*Task details*:
Set down the listing below verbatim, but only from its first line through the line containing "This change attempts".

*Records shown*:
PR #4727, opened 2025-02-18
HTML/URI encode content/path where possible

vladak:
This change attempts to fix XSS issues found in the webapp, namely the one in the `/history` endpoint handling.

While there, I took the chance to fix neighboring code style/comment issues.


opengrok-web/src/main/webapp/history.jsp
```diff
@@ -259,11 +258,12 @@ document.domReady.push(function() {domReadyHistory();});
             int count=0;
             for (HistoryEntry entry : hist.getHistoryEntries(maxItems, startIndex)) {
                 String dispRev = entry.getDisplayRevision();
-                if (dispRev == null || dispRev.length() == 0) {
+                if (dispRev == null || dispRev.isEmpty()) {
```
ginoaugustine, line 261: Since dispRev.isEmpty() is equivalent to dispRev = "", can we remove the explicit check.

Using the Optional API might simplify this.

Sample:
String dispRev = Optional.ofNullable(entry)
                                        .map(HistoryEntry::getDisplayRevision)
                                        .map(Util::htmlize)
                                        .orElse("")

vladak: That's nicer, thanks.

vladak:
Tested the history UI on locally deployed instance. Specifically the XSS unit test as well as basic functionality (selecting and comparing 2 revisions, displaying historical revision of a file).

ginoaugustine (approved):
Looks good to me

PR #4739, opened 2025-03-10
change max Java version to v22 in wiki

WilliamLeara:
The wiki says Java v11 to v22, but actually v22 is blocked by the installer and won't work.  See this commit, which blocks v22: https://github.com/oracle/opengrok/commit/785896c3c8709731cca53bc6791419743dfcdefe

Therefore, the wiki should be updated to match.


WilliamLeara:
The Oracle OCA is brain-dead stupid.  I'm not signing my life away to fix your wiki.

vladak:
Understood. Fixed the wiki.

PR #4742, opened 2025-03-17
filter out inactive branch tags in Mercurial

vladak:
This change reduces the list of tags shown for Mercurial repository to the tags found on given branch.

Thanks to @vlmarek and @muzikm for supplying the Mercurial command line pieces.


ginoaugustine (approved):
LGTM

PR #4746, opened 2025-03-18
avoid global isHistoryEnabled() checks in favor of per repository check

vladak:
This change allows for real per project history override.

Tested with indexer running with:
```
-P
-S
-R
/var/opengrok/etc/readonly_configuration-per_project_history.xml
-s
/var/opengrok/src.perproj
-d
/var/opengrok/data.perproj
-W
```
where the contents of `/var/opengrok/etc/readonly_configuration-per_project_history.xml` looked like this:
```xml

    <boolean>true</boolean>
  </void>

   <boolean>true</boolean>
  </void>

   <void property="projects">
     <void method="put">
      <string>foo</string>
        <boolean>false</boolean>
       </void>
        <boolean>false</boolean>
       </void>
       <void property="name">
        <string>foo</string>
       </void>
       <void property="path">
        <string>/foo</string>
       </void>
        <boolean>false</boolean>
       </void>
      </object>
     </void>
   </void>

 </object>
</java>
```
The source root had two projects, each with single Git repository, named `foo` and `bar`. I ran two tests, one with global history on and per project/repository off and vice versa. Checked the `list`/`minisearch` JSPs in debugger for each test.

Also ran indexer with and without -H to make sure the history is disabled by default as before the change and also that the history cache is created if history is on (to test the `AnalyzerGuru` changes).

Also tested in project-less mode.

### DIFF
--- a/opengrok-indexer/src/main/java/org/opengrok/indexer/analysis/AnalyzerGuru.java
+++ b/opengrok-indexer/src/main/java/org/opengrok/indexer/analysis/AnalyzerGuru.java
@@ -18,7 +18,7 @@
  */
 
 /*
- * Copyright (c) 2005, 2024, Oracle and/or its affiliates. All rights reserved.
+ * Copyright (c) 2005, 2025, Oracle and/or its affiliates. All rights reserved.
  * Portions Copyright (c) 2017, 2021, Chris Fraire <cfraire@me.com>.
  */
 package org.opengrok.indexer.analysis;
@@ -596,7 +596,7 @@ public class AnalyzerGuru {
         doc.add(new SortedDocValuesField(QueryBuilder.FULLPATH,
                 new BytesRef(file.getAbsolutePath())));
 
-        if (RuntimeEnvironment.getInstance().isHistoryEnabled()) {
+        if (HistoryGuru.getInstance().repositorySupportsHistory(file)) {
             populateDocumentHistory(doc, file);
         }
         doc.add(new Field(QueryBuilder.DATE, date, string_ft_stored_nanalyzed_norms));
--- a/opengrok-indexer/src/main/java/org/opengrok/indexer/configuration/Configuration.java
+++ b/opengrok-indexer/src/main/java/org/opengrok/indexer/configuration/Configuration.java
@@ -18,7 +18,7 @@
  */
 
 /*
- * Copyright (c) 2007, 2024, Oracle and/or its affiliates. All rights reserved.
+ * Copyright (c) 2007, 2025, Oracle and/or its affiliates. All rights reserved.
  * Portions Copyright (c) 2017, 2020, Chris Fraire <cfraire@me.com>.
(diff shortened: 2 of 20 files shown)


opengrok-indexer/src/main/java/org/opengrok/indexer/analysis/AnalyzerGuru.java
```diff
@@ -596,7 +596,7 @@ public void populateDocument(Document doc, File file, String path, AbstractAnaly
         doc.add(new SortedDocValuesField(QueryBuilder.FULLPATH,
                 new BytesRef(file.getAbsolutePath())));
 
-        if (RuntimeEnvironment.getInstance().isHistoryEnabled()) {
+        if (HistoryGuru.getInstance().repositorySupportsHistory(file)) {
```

*Answer below*:
PR #4727, opened 2025-02-18
HTML/URI encode content/path where possible

vladak:
This change attempts to fix XSS issues found in the webapp, namely the one in the `/history` endpoint handling.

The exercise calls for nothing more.